The Clocktower

The idea of the photograph created a new sacred language, 19th century hieroglyphics, each new image became more complex, more expressive, more beautifully nuanced than the last. With each image our range and grasp expanded, our ideas, our certainties, our capacity to contain and conceive ideas enlarged. Beneath the surface of our photographs fascinating new depths appeared,  new coded messages, born in a sophisticated understanding of our possibility to comprehend the real rendered in the abstract.

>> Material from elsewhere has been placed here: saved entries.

PR #1165, opened 2017-01-27
Set installable True the hr_payroll_multicompany and sync_youtube modules

zaoral:
[task#6803](https://www.vauxoo.com/web?debug=?#id=6803&view_type=form&model=project.task&menu_id=136&action=138)

This is required to run our instance vauxoo.


nhomar:
This 2 modules were out of scope at the very begining, why this merge?

PR #1166, opened 2017-01-27
[IMP] product_extended_variants: in order to allow propagate context

JulioSerna:
with location to others modules and make the super and change the accounting
values


hbto (approved):

JulioSerna:
PR dummy related https://github.com/Vauxoo/lodigroup/pull/654

PR #1172, opened 2017-02-02
[IMP] payment_term_type: Added test to verify when changing the configuration of the field payment_term_type and complete coverage

egrivero:
payment_term_type: Coverage Complete


egrivero:
@nhomar This PR is ready for review

PR Dummy: vauxoo/imeqmo#70

PR #1176, opened 2017-02-10
[REF] product_cost_usd: allow multi-level complexity

suniagajose:
Summary
-------------

Before this feature, the 'Cost in USD' not work properly when pricelist is based on another pricelist (based on 'Cost in USD'). 
The complexity of two-levels of pricelists was not possible. This feature only worked when the base cost in dollars is in the first level.

Example:
------------
1. Create a Pricelist: Minimal 5 MXN, to give a 10% discount when quantity at least 5
img

2. Create a Pricelist: Public Pricelist 15%, where a product has 10% discount on cost when quantity at least 5.
img2


luisg123v:

PR #1180, opened 2017-02-18
[IMP] account_voucher_tax: in order to avoid error by expected singleton

JulioSerna:
we need to validate if the journal entry has several journal items like
liquidity


JulioSerna:
PR dummy https://github.com/Vauxoo/typ/pull/298

PR #1185, opened 2017-03-09
[IMP] account_anglo_saxon_stock_move: Added journal and period

luistorresm:
Added journal and period when try reconcile the stock accrual, to cases
when reconcile have offset.

Added validation that journal is set in product category


luistorresm:
@JulioSerna @hbto 

Could you merge this PR please?

Regards

hbto:
👍

PR #1189, opened 2017-03-27
[FIX] sale_margin_percentage: migrating to new sale.config.settings view

suniagajose:
Summary
-------------

The `sale.config.settings` view was changed completely after v10.0, in this fix we have moved `margin_threshold` field from old sale settings view to the new one.


suniagajose:
hi @nhomar 

Can you merge this please?

Thanks

PR #1192, opened 2017-05-09
[FIX] stock_account_unfuck: Use price_unit of move_orig_ids field to calculate standard_price of product

ysantiago:
Use price_unit of move_orig_ids field insteed of price_unit of move_dest_id field to calculate standard_price of product.

Close [Vauxoo/lodigroup#694](https://github.com/Vauxoo/lodigroup/pull/694)


hbto:
👍 

Be aware: Returns are not covered with this approach.

We have to try to deal with this issue in a later development though it seems it is low priority

Best Regards

PR #2, opened 2018-09-04
Openstack Exporter - Task #14702

jakecoll:
Adds an ansible playbook for extending prometheus monitoring to track metrics from openstack exporter.


inventories/chi_uc/group_vars/openstack_exporter
```diff
@@ -0,0 +1,11 @@
+---
+openstack_prometheus_exporter_enable: yes
```
diurnalist: I think we can get rid of this variable, since including the role == enabling the exporter. It's a bit redundant to keep it for this case.

inventories/chi_uc_dev/group_vars/openstack_exporter
```diff
@@ -0,0 +1,12 @@
+---
+openstack_prometheus_exporter_enable: yes
```
diurnalist: Same as `chi_uc`

inventories/chi_uc_dev/hosts
```diff
@@ -15,9 +15,12 @@ admin02
 # The Ceph cluster monitoring host (usually the master)
 # [ceph_exporter]
 
+<<<<<<< HEAD
```
diurnalist: Looks like a merge conflict here, please resolve before proceeding.

roles/openstack_exporter/defaults/main.yml
```diff
@@ -0,0 +1,16 @@
+---
+openstack_prometheus_exporter_port: 19103
+openstack_prometheus_exporter_enable: False
```
diurnalist: Can remove this pre the prior comments

roles/openstack_exporter/defaults/main.yml
```diff
@@ -0,0 +1,16 @@
...
+openstack_prometheus_exporter_docker_image: rakeshpatnaik/prometheus-openstack-exporter:v0.2
+openstack_prometheus_exporter_service_name: prometheus-openstack-exporter
+openstack_prometheus_exporter_config_path: /etc/prometheus/openstack-exporter
+openstack_prometheus_exporter_project_name: 'openstack'
```
diurnalist: You don't need quotes here or really for any of the strings; I would remove them for consistency.

roles/openstack_exporter/tasks/main.yml
```diff
@@ -0,0 +1,39 @@
...
+        dest: "{{ openstack_prometheus_exporter_config_path }}/env-list"
+      notify:
+        - restart openstack exporter
+    - name: Configure systemd service.
+      template:
+        src: prometheus_exporter.service.j2
+        dest: "/etc/systemd/system/{{ openstack_prometheus_exporter_service_name }}.service"
+      notify:
+        - restart openstack exporter
+
```
diurnalist: I think you may need to remove this newline, the newline should go after the 'tags' section instead. Not sure how graceful YAML is at parsing this, but it's better to be safe than sorry.

roles/openstack_exporter/templates/prometheus_exporter.env-list.j2
```diff
@@ -0,0 +1,23 @@
+[client]
```
diurnalist: This is not valid in a Docker env file, please remove. 

> You can also load the environment variables from a file. This file should use the syntax <variable>=value (which sets the variable to the given value) or <variable> (which takes the value from the local environment), and # for comments.
[source](https://docs.docker.com/engine/reference/commandline/run/#set-environment-variables--e---env---env-file)

roles/openstack_exporter/templates/prometheus_exporter.service.j2
```diff
@@ -0,0 +1,17 @@
+# {{ ansible_managed }}
```
diurnalist, line 1: FYI, what this does is it adds a header when Ansible writes the file, so an operator that comes later can know that the file was automatically generated (and thus shouldn't be modified directly, as any changes would be overwritten.)

roles/openstack_exporter/templates/prometheus_exporter.service.j2
```diff
@@ -0,0 +1,17 @@
...
+[Unit]
+Description=OpenStack metrics exporter
+After=docker.service
+
+[Service]
+Restart=always
+ExecStart=/bin/docker run --name=%N \
```
diurnalist, line 8: FYI `%N` means "the name of the systemd service"

roles/openstack_exporter/tasks/main.yml
```diff
@@ -0,0 +1,39 @@
...
+- name: Configure OpenStack exporter.
+  block:
+    - name: Create config directory.
+      file:
+        path: "{{ openstack_prometheus_exporter_config_path }}"
+        state: directory
+    - name: Create OpenStack env variable list.
+      template:
+        src: prometheus_exporter.env-list.j2
+        dest: "{{ openstack_prometheus_exporter_config_path }}/env-list"
```
diurnalist: This is kind of a funny name for this file, I usually do like `{{ *_service_name }}.env` to make it obvious what it is and which service is using it. Can we try to follow that convention?

roles/openstack_exporter/templates/prometheus_exporter.service.j2
```diff
@@ -0,0 +1,17 @@
...
+                          --net=host \
```
diurnalist: I wouldn't use `net=host` for this, rather expose a port explicitly using `--publish`. See [here](https://docs.docker.com/engine/reference/run/#expose-incoming-ports) for more about what this means. Basically we would publish a port (configurable in the role) that binds to whatever port the container uses by default, looks like that is [9103](https://github.com/att-comdev/prometheus-openstack-exporter/blob/master/Dockerfile#L13) in this case. Something like this can accomplish that:

```jinja
--publish {{ openstack_prometheus_exporter_port }}:9103
```

We should avoid `net=host` if we can, I think, as it means the container shares all the same network interfaces as the host OS, which can mean that the container is allowed to talk to more things than it should.

diurnalist (changes requested):
A few notes, mostly about port configuration and how the env file is set up. Also need to watch out for bad Git merges committed. Otherwise, this looks great! 👍

roles/openstack_exporter/tasks/main.yml
jakecoll: yeppers. It's changed.

roles/openstack_exporter/tasks/main.yml
```diff
@@ -0,0 +1,38 @@
...
+- name: Configure OpenStack exporter.
+  block:
+    - name: Create config directory.
+      file:
+        path: "{{ openstack_prometheus_exporter_config_path }}"
+        state: directory
+    - name: Create OpenStack env variable list.
+      template:
+        src: prometheus_exporter.env.list.j2
+        dest: "{{ openstack_prometheus_exporter_config_path }}/{{ openstack_prometheus_exporter_service_name }}.env"
```
diurnalist: Can you add a `mode: "0600"` to this and test that it still works? Since this file has secrets in it, it is always best to ensure it can't be read by every user.

diurnalist (approved):
One final comment but I'm giving a prelim 👍 anyways. Nice work

roles/openstack_exporter/tasks/main.yml
jakecoll: yep, it works.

Photography’s great power is having never been the thing it pretended to be. Photography is no more than the result of the captured energy of reflected light,  it is not a mirror and is hardly a shadow. The image manipulates and distorts, relying on the construction of a fiction using the properties of physics and chemistry that we as a species have subverted. We learn then that these images are capable of a thousand shaded interpretations, a thousand gradations of meaning, we have come to understand where our capacity to encompass the scale of complexity starts and the place where our boundaries may be, the area where our frontiers are found. Our strongest photographs have become the stories we tell ourselves, our personal fictions, the equivalent of the ancient cave painting evoking the return of the herd, or the generations old song, the poems of our ancestors, constantly being told, re-told, re-worked, embellished, discarded, and re-discovered.

Simple gestures made in light, the probability of their occurring incalculable.